Juste après, VK est nommé superviseur des activités du programme de 100 jours du Chef de l’Etat. Les actions et résultats sont plus attendus vu l’état du pays où tout est presque par terre. La population croit voir leur misère se soulager par le régime qui se dit être du changement.
Hélas !!! ce sont de dossiers de malversations et soupçons de corruption dans l’attribution du marché public sur les actions d’urgence de 100 premiers jours du règne FCC-CACH qui éveillent les (vrais) bénéficiaires que sont les congolais.

Le 29 février dernier, les jeunes de Kikwit montent au créneau et manifestent contre l’arrêt des travaux du programme de 100 jours. Les Kinois eux manifestent au boulevard du 30 juin à Kinshasa, au sujet de l’arrêt de travaux de ce chantier.

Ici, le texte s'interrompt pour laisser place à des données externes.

Issue #599, opened 2018-06-13
Are there settings of code formatter?


yokotaso:
I want to contribute to kryo project.

I update  Junit3 style test code to Junit4 style.
I want to format java code, but there are no code formatter settings, or code style document.

Are there code formatter settings?

yokotaso:
Thank you for your comment!

PR #600, opened 2018-06-14
Update Junit3 style Test code to Junit4 style Test code

yokotaso:
Update Junit3 Style Test code to Junit4 Sytle Test code.

Althogh Junit5 is already GA, I update to Junit4.
Because kryo supports java7, and Junit5 requires java8~.

`@Rule` `@RunWith` is removed at Junit5, so I tried to write test without `@Rule` `@RunWith`

So, It is needed to update Junit5 when kryo stop supporting java7,
But Updating Junit5 from Junit4 is easier than Updating Junit5 from Junit3, I think.

I formatted [this settings](https://github.com/EsotericSoftware/kryo/issues/599), But this settings has not settings about import order and 
unused import rule. if import order is wrong, feel free to comment about import order.
(unused import will be removed. it is right, isn't it?)

If you have free time, Cloud you review it?
Finally, Thank you for developing wonderful library!


yokotaso:
> I'd prefer to keep things as concise as possible. Also it's usually best to change as few things as possible, especially for large commits.

Sorry.  I am totally agree with you.

> Why not continue to extend KryoTestCase (which doesn't need to extend TestCase) so support

Though I saw some test codes, I found code which overwrite parent class protected field value.
KryoTestCase will have state in test method. 
I think that it is not clear, misleading and difficult to read.

I want to remove state in test method as possible as I can.

> I'd prefer to move to @before, @test, @after annotations, expected exceptions, static assert import, parameterization, etc without unnecessary changes, or at least only with changes that make the tests smaller, not larger.

Sorry. I should make small change set which move to use `@Before` `@Test` `@After`

> Unfortunately the timing for a commit which touches so much existing code isn't great

Oh sorry, I did not notice.
Though It is ok this PR will be close, May I re-send PR which move to use `@Before` `@Test` `@After`?

I use kryo too heavily in my project. As token of thanks, I want to help you something.

NathanSweet:
kryo-5.0.0-dev has been merged! Please feel free to submit a new PR. It would be best to start with only changing to before, test, after annotations. Cheers!

NathanSweet:
I almost forget, regarding the import order, it seems it is not part of the formatter but it should be in the per project settings of the included Eclipse project files. You may have to use Eclipse for that, or you can submit a PR and it only takes a few seconds for me to run the formatter if that is easier.

Issue #397, opened 2016-03-01
Update tests to use junit 4 (instead of 3)


magro:
Tests inheriting from KryoTestCase are run by junit 3 runner which lacks some features of junit 4 (e.g. does not support Assume to skip tests, which was introduced in 4.4).

Changing KryoTestCase to run with junit 4 would need changes to various tests: assert\* would have to be imported,  @Test would have to be added and @Before would have to be used.

NathanSweet:
#600

PR #601, opened 2018-06-15
Move to Junit4 Style test code (Part 1).

yokotaso:
- test code in package com.esoterisoftware.kryo and com.esoterisoftware.kryo.util
- Add @Test, @Before annotations.
- Use assertion method in org.junit.Assert as possible as I can.
- Change to use Assert.assertArrayEquals for byte array comparison test.

### DIFF
--- a/test/com/esotericsoftware/kryo/CopyTest.java
+++ b/test/com/esotericsoftware/kryo/CopyTest.java
@@ -21,12 +21,17 @@ package com.esotericsoftware.kryo;
 
 import java.util.ArrayList;
 
+import org.junit.Before;
+import org.junit.Test;
+
 public class CopyTest extends KryoTestCase {
+	@Before
 	public void setUp () throws Exception {
 		super.setUp();
 		kryo.setRegistrationRequired(false);
 	}
 
+	@Test
 	public void testBasic () {
 		ArrayList test = new ArrayList();
 		test.add("one");
@@ -38,6 +43,7 @@ public class CopyTest extends KryoTestCase {
 		assertEquals(test, copy);
 	}
 
+	@Test
 	public void testNested () {
 		ArrayList test = new ArrayList();
 		test.add("one");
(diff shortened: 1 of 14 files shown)


NathanSweet:
closes #397

NathanSweet:
Looks good, thanks!

I added an Assert static import where possible, just now.

Would you like to discuss changes for part 2? It's better to discuss first than to do the work and not have it match the Grand Vision. :) I guess next is adding annotations to the rest of the classes, then making KryoTestCase not extends TestCase. We should make sure the same number of tests are still executed after that change.

> Though I saw some test codes, I found code which overwrite parent class protected field value.
> KryoTestCase will have state in test method.
> I think that it is not clear, misleading and difficult to read.

It's true KryoTestCase has state, but it's very convenient. Almost all tests need that state, and it's otherwise safe to ignore. In general I don't mind cutting some corners to make tests less code and easier to write and maintain, which I wouldn't do with the main library. I'm more concerned about those than with readability for the tests.

yokotaso:
Thank you for review and marge PR.

> Would you like to discuss changes for part 2?

Yes.  That's as you say, I planned :)
I planned add juni4 style annotations and making KryoTestCase not extends TestCase.

Additionaly, I want to change deprected method at junit4

- [assertEquals as to double] (https://junit.org/junit4/javadoc/4.12/org/junit/Assert.html#assertEquals(double,%20double))

Those method are deprecated and recommended use [this assertion method](https://junit.org/junit4/javadoc/4.12/org/junit/Assert.html#assertEquals(double,%20double,%20double))

So I planned to add `KryoAssert.assertDoubleEquals` and modify metod which is deprecated.

> It's true KryoTestCase has state, but it's very convenient. Almost all tests need that state, and it's otherwise safe to ignore. In general I don't mind cutting some corners to make tests less code and easier to write and maintain, which I wouldn't do with the main library. I'm more concerned about those than with readability for the tests.

OK.It's all right. I understand your claim :)

PR #605, opened 2018-06-17
 Move to Junit4 Style test code(Part3)

yokotaso:
Move to Junit4 Style test code(Part3). It is Final.

- Stop extending `org.junit.TestCase` at `KryoTestCase`. And I don't remove `KryoTestCase` :)
- Use assertion methods in `org.junit.Assert`, insted of methods in `org.junit.TestCase`
- Use suitable assertion method like `assertNull` `assertNotSame` `assertSame` `assertTrue` `assertFalse` insted of `assertEquals` if possible
- Remove unused throws statement at method signature.
- Use `@Test(expected = ExceptionClass.class)` where test expects to thrown exception
  as long as test code will be simple. 
Because Junit4 hasn't suitable assertion method for testing exception thrown.
And At Junit5, good assertion method like `assertThrown` is introduced.
So, I think that it is not reasonable that I modify test code now where I can write more clearly with using Junit5 assertion methods. 
Therefore I modify test code which expect to throw exception as long as I can modify simple.

### DIFF
--- a/test/com/esotericsoftware/kryo/CopyTest.java
+++ b/test/com/esotericsoftware/kryo/CopyTest.java
@@ -19,6 +19,8 @@
 
 package com.esotericsoftware.kryo;
 
+import static org.junit.Assert.*;
+
 import java.util.ArrayList;
 
 import org.junit.Before;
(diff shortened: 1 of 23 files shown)


NathanSweet:
Thanks!

Issue #626, opened 2018-10-08
Support for Java 11


nirupamarachuri:
Is there any release planned for kryo-serializers and kryo-shaded that supports Java 11? If yes, when is it planned to release?

NathanSweet:
@nirupamarachuri Kryo works fine with Java 11. When reflection is disallowed (note it is allowed in Java 11 by default), many Kryo serializers will no longer work. Kryo itself should still work fine, but you would need to use serializers that don't rely on reflection. I don't personally have a need to use Java with reflection disabled, so I don't currently have plans to work on alternate serializers.

@free2bcreative It's just a warning. You can read more about it here:
https://groups.google.com/forum/#!topic/kryo-users/bcsag2KfbvA

lucianoRM:
I am also interested in Java 11 support. 
I see the following error when trying to serialize a java.io.FileInputStream:

```java.lang.IllegalArgumentException: Unable to create serializer "com.esotericsoftware.kryo.serializers.FieldSerializer" for class: java.io.FileCleanable
Serialization trace:
cleanup (java.io.FileDescriptor)
fd (java.io.FileInputStream)
	at org.mule.tooling.client.tests.integration.tooling.client.KryoTestCase.serializeBufferedInputStream(KryoTestCase.java:32)
Caused by: java.lang.IllegalArgumentException: Unable to create serializer "com.esotericsoftware.kryo.serializers.FieldSerializer" for class: java.io.FileCleanable
	at org.mule.tooling.client.tests.integration.tooling.client.KryoTestCase.serializeBufferedInputStream(KryoTestCase.java:32)
Caused by: java.lang.reflect.InvocationTargetException
	at org.mule.tooling.client.tests.integration.tooling.client.KryoTestCase.serializeBufferedInputStream(KryoTestCase.java:32)
Caused by: java.lang.reflect.InaccessibleObjectException: Unable to make field jdk.internal.ref.PhantomCleanable jdk.internal.ref.PhantomCleanable.prev accessible: module java.base does not "opens jdk.internal.ref" to unnamed module @37f1104d
	at org.mule.tooling.client.tests.integration.tooling.client.KryoTestCase.serializeBufferedInputStream(KryoTestCase.java:32)
```

I debugged the code and the error is indeed because "jdk.internal.ref" is not opened in java.base module. 
[...]

PR #637, opened 2018-12-28
Add automatic module name to jar manifest

magro:
For the motivation see https://blog.joda.org/2017/05/java-se-9-jpms-automatic-modules.html

reflectasm and minlog are updated to versions that provide an
Automatic-Module-Name as well.

objenesis is not updated, because it only provides Automatic-Module-Name
with 3.0.1, which requires java 1.8 (since 3.0.0) and therefore would
require kryo to switch from 1.7 to 1.8.

Refs #626

### DIFF
--- a/pom-main.xml
+++ b/pom-main.xml
@@ -18,7 +18,7 @@
 		<dependency>
 			<groupId>com.esotericsoftware</groupId>
 			<artifactId>reflectasm</artifactId>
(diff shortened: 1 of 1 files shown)


magro:
@NathanSweet Or should we update objenesis as well and move from 1.7 to 1.8 (as the blog post recommends to not depend on a lib without an explicit module name)?

Issue #650, opened 2019-02-22
Major breaking changes while keeping the same package


masc3d:
reading migration guide.

> the best approach is to load the old data somehow, then write it with the newer version. For example, by juggling classloaders the data could be loaded with v2, then written with v5.

I fail to see how this is the best or even a good approach. Could you please elaborate?

As far as I see it's best practice for java libs in general to simply move to a new package for major / breaking updates like this eg. `com.esotericsoftware.kryo.v5`, so everybody is happy with smooth migrations.

NathanSweet:
I don't believe it is common practice with Java libraries to rename packages for every binary incompatible version of a library. I do agree a version in the package could make it easier to migrate data. Dropping in a different major version Kryo JAR is never going to "just work" with old data, though that isn't the only use case. It may be that you don't have persistent data (eg, only short lived network communication) or you are starting over without existing data.

Does anyone have thoughts on renaming Kryo v5 classes to a `v5` package? @magro @romix @serverperformance ?

masc3d:
> I don't believe it is common practice with Java libraries to rename packages for every binary incompatible version of a library

not every, but when it makes sense.
and it does on major breaking api changes and even more so on breaking formats.

many of modern java libs do it eg [rxjava](https://github.com/ReactiveX/RxJava), [retrofit](https://github.com/square/retrofit), [swagger](https://github.com/swagger-api/swagger-core) just to name a few.

in a distributed environment where kryo is protocol, supporting v4 and v5 side-by-side is at least temporarily required for a smooth transition.

magro:
As I see it a common motivation for different package names is to prevent a diamond dependency problem. Assuming an application uses different higher level libraries that are using / working with different versions of an underlying lib, updating one of the higher level libs can cause compatibility issues with the underlying lib. Let's take netty as an example: if an application uses a cassandra driver (which uses netty) and async-http-client (using netty as well) it helps if netty changes its package name _and_ group/artifact id on major updates, because the application then can update the cassandra driver or async-http-client independently without running into conflicts with netty (because the high level libs in fact do no longer depend on two different libraries). Another solution for this is shading, i.e. the cassandra driver or async-http-client could come with a shaded netty. In case of kryo we had this issue with asm, why we provided a kryo artifact with a shaded asm. 
In my view that diamond dependency problem is the most common motivation for changing the package name and artifact id on breaking changes. 

For higher level libs only and directly used by application code in general I don't see much value for changing the package and artifact id. 

[...]

PR #652, opened 2019-02-24
Add versioned kryo artifact (currently kryo5)

magro:
This adds a completely self-contained (dependency free) kryo artifact that can be
used together with another major kryo version at the same time.

Therefore all dependencies are shaded to prevent potential conflicts.
The asm (shaded by reflectasm) that was placed into `com.esotericsoftware.asm`
is moved to `com.esotericsoftware.kryo.kryo5.asm` in order to prevent
conflicts.
While the artifact is produced by depending on kryo (and relocating the kryo package), the produced/published artifact/pom does _not_ depend on kryo, so that it's a completely different artifact (apart from sharing the group id).

The final artifact id is `kryo5`, similarly the Automatic-Module-Name (JPMS).

An OSGi bundle is not published for the versioned artifact, because OSGi handles the things that motivate the versioned jar, and OSGi users are therefore expected to use the OSGi bundle of the "unversioned"/default artifact. Apart from this, producing a valid OSGi bundle for the versioned artifact was not possible out of the box.

The README should still be extended/adjusted to mention this artifact.

Refs #650


develar:
Will be great if issue will be closed, because otherwise it forces to publish own version of kryo.

NathanSweet:
Sorry I'm so late to respond!

PR #658, opened 2019-02-28
Added global registration

Shaunwild97:
Added two new methods

- registerGlobal(Class)
- unregisterGlobal(Class)

Which both save a list of registered classes to a static private member. When a new `Kryo` instance is created, these classes will be registered automatically.


isaki:
Some quick thoughts before the Kryo team takes a peek:

- This is not thread safe; modifiable globals should be thread-safe.
- You may have an issue as this will not backfill existing Kryo instances; this may be counterintuitive given that when you register currently, it affects the existing instance. Not a show stopper by any means but certainly something to think about.

Shaunwild97:
Yea, the thread safety part is something I didn't think about. Good call, I'll sort that. 

As for the back filling, I think that is just a quirk of doing it on the class, instead of the instance. The idea is that this code will run long before the Kryo instances are ever created.

Shaunwild97:
Not that it matters now, but Kryo is not thread safe anyway. See: https://github.com/EsotericSoftware/kryo#thread-safety

NathanSweet:
Sorry, I am not a fan of this addition. Globals are generally a bad idea, but the main reason is that it adds extra noise to the Kryo API for something that is easily done in application code. It is unusual to create many Kryo instances, typically one per thread, and even then the creation is almost always centralized, eg:
https://github.com/EsotericSoftware/kryo#thread-safety

PR #665, opened 2019-04-01
Fix: Call reset before offering

julien-may:
Ensure to reset the object before offering it to the pool to not obtain a not freed object in case of multi threading


magro:
Thanks for the PR!

PR #667, opened 2019-04-11
remove Systen.out.println since it pullutes the console logs

vivekmalhotragithub:


magro:
Thanks for the PR, I just released kryo-5.0.0-RC4 with this fix.

Issue #663, opened 2019-03-22
jvm crash when field type changed


HiwayChe:
JavaBean:
>
    public class Person implements Serializable {
    private static final long serialVersionUID = 1L;
    private String id;
    private String name;
    //getter, setter
    }
>

SerializeUtil:
>     
      static Pool<Kryo> kryoPool = new Pool<Kryo>(true, false, 100) {
        @Override
        protected Kryo create() {
            Kryo kryo = new Kryo();
            UnmodifiableCollectionsSerializer.registerSerializers(kryo);
            kryo.setInstantiatorStrategy(new DefaultInstantiatorStrategy(new StdInstantiatorStrategy()));
            kryo.setReferences(false);
            kryo.setRegistrationRequired(false);
            kryo.setDefaultSerializer(CompatibleFieldSerializer.class);
            return kryo;
        }
    };

serialize a `person` object to file, note that `id` field is now `String`  type, after then change `id` to `Long` type, deserialize from file to a `Person` object, it succeed, and you can see a `String` value `hacker` was assigned to a `Long` field in the below picture(Line 74),
![image](https://user-images.githubusercontent.com/5837440/54816930-93e9ea80-4cd0-11e9-9e55-ac13a7959b06.png)

when code execute to line 77, jvm crashed, maybe I should not change `id` type from `String` to `Long`, but if kryo throws exception instead of crashing jvm will be more elegant.

Env:jdk8, kryo 5.0.0-RC1, kryo-serializers 0.45(I think this issue has nothing to do with kryo-serializers)

isaki:
I've never seen the JVM crash for improper payloads; normally I get a KryoException (which is an unchecked exception) under Kryo 4.0.2. Do you have a stack trace for the crash?

HiwayChe:
> I've never seen the JVM crash for improper payloads; normally I get a KryoException (which is an unchecked exception) under Kryo 4.0.2. Do you have a stack trace for the crash?

I'll try Kryo 4.0.2 and watch the result, also provide reproduction code and jvm crash report later this afternoon.

HiwayChe:
> I've never seen the JVM crash for improper payloads; normally I get a KryoException (which is an unchecked exception) under Kryo 4.0.2. Do you have a stack trace for the crash?

https://github.com/HiwayChe/kryotest
I have uploaded reproduction code in github, you can run Main.testKryo5 to reproduce the issue,  and I write reproduction instruction in code comment.
[...]

PR #670, opened 2019-04-17
Fix JVM Crash as reported in #663

isaki:
This addresses two issues in the CompatibleFieldSerializer.

1) The reported issue; the code now validates that the type read from
the bytecode is compatible with the type read from the serialized data
and skips it/throws (depending on chunk mode) if the type is not
compatible.

2) In implementing the above check, the unit tests began failing. It
turns out that the write method in CompatibleFieldSerializer had a field
cache corruption for primitive types due to autoboxing. This has been
mitigated by checking if the cached type is a primitive before
overwriting it with a value type. Given the primitive types have
dedicated CachedField implementations, this is perfectly safe and has no
binary compatibility concerns.

### DIFF
--- a/src/com/esotericsoftware/kryo/serializers/CompatibleFieldSerializer.java
+++ b/src/com/esotericsoftware/kryo/serializers/CompatibleFieldSerializer.java
@@ -88,6 +88,9 @@ public class CompatibleFieldSerializer<T> extends FieldSerializer<T> {
 				Class valueClass = null;
 				try {
 					if (object != null) {
+						// This breaks primitives; it boxes them. As such we need to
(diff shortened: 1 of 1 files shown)


magro:
@isaki Many thanks for your PR! Because of your last comment in #663: is this ready to be merged?

isaki:
This commit is ready to be merged and all tests pass.

isaki:
Not trying to be annoying, but have you had a chance to review this change? Thanks!

NathanSweet:
Sorry for the delay! Much thanks for digging into the fix. Please see #663 for the resolution.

Vital Kamerhe est invité au parquet de Matete pour la première fois. Mais il a brillé par son absence.

Invité à nouveau par le parquet de Kinshasa-Matete le mercredi 8 avril 2020, il n’y sort plus, il est placé sous un mandat d’arrêt provisoire « MAP » après près de cinq heures d’interrogation. Il est acheminé à la prison centrale de Makala.

Le lundi 11 mai 2020, lors d’une audience publique et télévisée en direct à sa demande à la prison de Makala, VK est obligé de rester en détention.

En qualité de compagnon de lutte de Felix Tshisekedi dans la coalition CACH, Vital Kamerhe est aujourd’hui locataire de la cellule 8 à MAKALA.

Le 20 mai 2020 Celui qui était son adjoint, Désiré Cashimir KOLONGELE est confirmé comme DIRCAB ad intérim à la Présidence de la République.

Cette situation divise les opinions des congolais. Certains pensent que c’est une façon de l’écarter dans le jeu sur la scène politique pour couper cours à la projection présidentielle de 2023.
Cette expérience a été vécue dans plusieurs autres régimes politiques. Exemple au Rwanda avec Paul Kagame et Bizimungu, au Burundi . Et en RDC avec le dossier Jean Pierre Bemba à la CPI qui a été relâché juste à la veille des élections pour venir perturber la désignation d’un candidat unique de l’opposition pensaient ainsi plus d’un analyste.

A d’autre part de penser que c’est le début de l’application de l’état de droit en RDC, car c’est parmi les grandes promesses du président FATSHI dans ses différents discours même s’il avait autre fois défendu le 15 millions de  rétro commission comme Coop à la kinoise.

Pour les congolais lambda, ils se fatiguent par la situation politique de leur pays. Ils veulent voir un jour la situation socioéconomique changer, et cela n’arrivera qu’avec l’instauration de l’état de droit. Ils attendent que cela soit une réalité. Le cas de dossier Vital K sera pour eux l’assurance si après ce procès l’on voit d’autres dossiers où la justice tranche équitablement sans trafic d’influence ou de complaisance.

Les Congolais gardent dans leurs mémoires plusieurs exemples des cas de détournement, des malversations, de corruption… ils attendent à la fin du dossier VK pour voir si ces autres seront attaqués par la justice. Comme qui dirait : « c’est la fin qui justifie le moyen ».